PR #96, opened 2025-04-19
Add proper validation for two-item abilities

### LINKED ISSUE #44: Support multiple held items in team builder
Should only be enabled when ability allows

[Task objective]
Print the lines from the one containing "### LINKED ISSUE" through the end of the material, word for word, and nothing else.

[Exercise solution]
### LINKED ISSUE #44: Support multiple held items in team builder
Should only be enabled when ability allows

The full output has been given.